Howie: ‘No violation of policy’ in Glasgow arrest

Nov 20, 2025 | 4:43 PM

By MICHAEL CRIMMINS
Glasgow News 1

No policy violations or use of excessive force was used by law enforcement officers during an arrest made on Saturday, Nov. 15, according to Glasgow Police Chief Guy Howie, who showed police body camera footage at the department’s training center on Nov. 20.


The Use of Force policy review stemmed from the arrest of 34-year-old Cody Vibbert. A video of the arrest at Adams Place was recorded by a bystander and posted to social media.
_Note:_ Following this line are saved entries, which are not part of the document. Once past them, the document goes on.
PR #1042, opened 2018-01-22
parallel-letter-frequency: Add parallel vs concurrent info to README

### LINKED ISSUE #1023: Better local documentation for parallel-letter-freq
Clear up any confusion between the terms "parallel" and Go's use of the term "concurrency". 

See exercism/problem-specifications#1132

tleen:
An attempt to clear up some confusion as to why Go uses the term
"concurrent" where most languages use "parallel".

Resolves #1023

### DIFF
--- a/exercises/parallel-letter-frequency/.meta/hints.md
+++ b/exercises/parallel-letter-frequency/.meta/hints.md
@@ -1,0 +1,14 @@
+## Concurrency vs Parallelism
+
+You may notice that while this exercise is called _Parallel_ letter frequency
+you don't see the term "Parallel" used very often in Go. Gophers prefer to use
+the term **Concurrent** to describe the management of multiple independent
+processes. Although these terms are often used interchangeably Gophers like to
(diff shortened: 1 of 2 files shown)


tleen:
I'm usually in favor of more in the hints than less. Do you think we should go into concurrently in general? Add information for how to get started with the concurrency primitives in Go? IIRC it is the first time a user will have to use these in the nextercism track. It could be very confusing if they are on their own?

leenipper:
> get started with the concurrency primitives

I think I was wanting something like "Go enables concurrency via 'goroutines' which are started with the 'go'  keyword".  And where your hints mentioned 'program' I favored the use of 'goroutine' instead.  See if that will help.

tleen:
:laugh: I think this one is a special case because of how tricky concurrency is as a general concept and how no other language handled it quite like Go.

tleen:
@leenipper @ferhatelmas I added some more info (especially your line @leenipper it is a good one!) and some links to resources. Am I missing any good resources?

According to information obtained from the department, a Use of Force Review is opened “any time force, or the threat of force, is used to [make] an arrest [where] supervisors examine all written reports, statements, and available video or Body-worn camera footage to determine policy compliance and identify potential training needs.”

“Anytime that we use any type of force — whether it’s actual hands-on force or the threat of force — there is a review of that use of force and a critical incident review is conducted,” Howie said Thursday. “That critical incident review takes place…in this case [by] a sergeant, a patrol lieutenant, the patrol division commander, the major and then myself.”
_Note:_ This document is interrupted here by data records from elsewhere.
PR #1044, opened 2018-01-23
rectangles: add exercise with generator

### LINKED ISSUE #929: rectangles: implement exercise
[Specification](https://github.com/exercism/problem-specifications/tree/master/exercises/rectangles)

ferhatelmas:
fixes #929

### DIFF
--- a/config.json
+++ b/config.json
@@ -1250,6 +1250,20 @@
       "uuid": "ec5dab72-dd96-4dce-8886-aff52a6eb090"
     },
     {
+      "core": false,
+      "difficulty": 4,
+      "slug": "rectangles",
+      "topics": [
+        "arrays",
+        "control-flow (conditionals)",
+        "control-flow (loops)",
+        "matrices",
+        "strings"
+      ],
+      "unlocked_by": "tournament",
+      "uuid": "e7e207dc-bf8b-4bbf-b06e-edd674e09a06"
+    },
+    {
       "deprecated": true,
       "slug": "binary",
       "uuid": "bf2dcbc4-266f-4cad-9cd7-76d446360a5d"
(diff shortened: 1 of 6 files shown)


exercises/rectangles/example.go
```diff
@@ -0,0 +1,48 @@
...
+			prop = diagram[i][colIndex : colIndex+1]
+		} else {
+			prop = diagram[rowIndex][i : i+1]
+		}
+		if !strings.Contains(pattern, prop) {
+			return false
+		}
+	}
+	return true
+}
```
leenipper: I'm thinking that checkSide might be split into two functions, neither of which requires a call with an `ignore` parameter, since it is constant within the function to act like a control variable for path selection. It would make the code longer but perhaps more readable.  What do you think ?  Seems that one case is horizontal and one is vertical side checking, if I am understanding the code accurately.  The pattern might also be local to both the replacement functions as well.

config.json
```diff
@@ -1237,6 +1237,20 @@
...
+      "difficulty": 4,
+      "slug": "rectangles",
+      "topics": [
+        "control-flow (conditionals)",
+        "control-flow (loops)",
+        "arrays",
+        "matrices",
+        "strings"
+      ],
+      "unlocked_by": "matrix",
```
tleen: I would suggest the unlock for this be `tournament`. We have a few similar exercises there all around taking some ASCII representation of a thing and figuring that thing out.

exercises/rectangles/example.go
ferhatelmas: I think this is a great idea since I believe readability is the utmost important aspect of example. Done so.

ferhatelmas:
It seems in the mean time input policy change is applied so updated it, too.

Arresting officer Mitchell King’s body camera footage showed a shirtless Vibbert standing in the parking lot in front of the apartments and instead of moving away from the apartments and turning around — as he was told to do by King, who was dispatched with the information that the male subject in the disturbance possibly had a gun — he approached King saying such things as “you’re being out of control” and “I’m looking at you face-to-face.”

Vibbert and King went to the ground where King sprayed Vibbert’s forehead with chemical spray, which had no effect. After being tazed and removing the prongs, Vibbert went into the kitchen of a nearby apartment and was subsequently surrounded by police and sheriff’s deputies yelling at him to get on the ground.
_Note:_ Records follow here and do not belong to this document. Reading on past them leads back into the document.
PR #1045, opened 2018-01-24
two-bucket: add exercise with generator

leenipper:


exercises/two-bucket/example.go
```diff
@@ -0,0 +1,169 @@
...
+	sizeBucketTwo,
+	goalAmount int,
+	startBucket string) (goalBucket string, numSteps, otherBucketLevel int) {
+
+	p := problem{
+		capacity: [2]int{sizeBucketOne, sizeBucketTwo},
+		goal:     goalAmount,
+	}
+	var s state
+	if startBucket == "one" {
```
tleen: Think it may make sense to have the start bucket as a package level constant in a type alias? Then we could provide BucketOne/BucketTwo consts. Or should the function allow for the possibility of a bad bucket indicator name? Like if someone passed in startBucket = "three". It's a small thing. Really this LGTM.

leenipper: > start bucket as a package level constant in a type alias?

We can do the constants without needing the type alias, right?  Just use const without an explicit type given. Maybe I'm not completely understanding the suggestion.

IIRC type alias appeared in 1.9.  And we still test  with 1.8.x in travis-ci.

>  possibility of a bad bucket indicator name?

The canonical data didn't contain any test cases with errors expected. So I didn't make the function return an error.  But I agree that if an error can happen, it should be caught & handled. And it is more in keeping with Go philosophy to handle any possible errors.
I can code up extra cases for errors. I'm thinking to also handle errors for bucketSize/goalAmount too (<= 0).  Probably should add a sentence in the hints about handling errors as well as adjust the signature.

tleen: If you think it is a good idea. I like having complex operations return errors, so we should probably have one case for it. I like the idea of a bad bucket name being a possibility but we may be straying too far from the problem-specification.

tleen: Ah I was thinking named types not type aliases!

```go
type Bucket string

const (
	BucketOne Bucket = "one"
	BucketTwo        = "two"
)

func printBucket(b Bucket) {
	fmt.Println("Bucket " + b)
}

func main() {
	fmt.Println("hello world")
	printBucket(BucketOne)
	printBucket(BucketTwo)
	printBucket("three") // still works
	// doesnt work - compile error
	// fourStr := "four"
	// printBucket(fourStr)
}
```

The blood that could be seen covering Vibbert’s face in the bystander video was due to his tearing out of the taser tongs and hitting his head against the apartment floor when he wrapped his legs around a deputies legs, which took them both to the ground, Howie said during the body camera viewing on Thursday.

“The blood on the floor is from his chest where he ripped the prongs from the taser out,” Howie said. “The defendant [also] wraps his leg around the officers that are escorting him outside, causing them to fall to the ground, where he hits his head on the floor, which causes him to start bleeding from the head. It’s a very minor laceration but any wound to that area is going to bleed, plus he’s sweating a lot so it looks like there’s a lot more blood than is actually there.”

Vibbert was checked medically once at the Barren County Detention Center. Howie said he was taken to a police cruiser instead of an ambulance because police on scene did not want Vibbert to injure the EMTs.

Though Howie’s review found no policy violations, he did say that police officers in the entire department would undergo “remedial Repulse training” and that it would be policy to assign more than one police officer to cases of “verbal and physical altercations” when possible.

Vibbert’s preliminary hearing in Barren County District Court is scheduled for Nov. 24 at 1 p.m.